*** SUPPLIED DATA Section Begins ***

PR #5878, opened 2017-12-14
elasticsearch: show event being indexed in case of failure

7AC:
If there are multiple failures it is useful to keep track of them.


exekias:
ok to test

7AC:
Thanks @exekias! ;)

*** SUPPLIED DATA Section Ends ***

=== WHAT THE TASK ASKS ===
What are the lines from the one containing "elasticsearch: show event" to the end of the material above? Return them exactly, and only them.

=== REPLY TO THE EXERCISE ===
elasticsearch: show event being indexed in case of failure

7AC:
If there are multiple failures it is useful to keep track of them.


exekias:
ok to test

7AC:
Thanks @exekias! ;)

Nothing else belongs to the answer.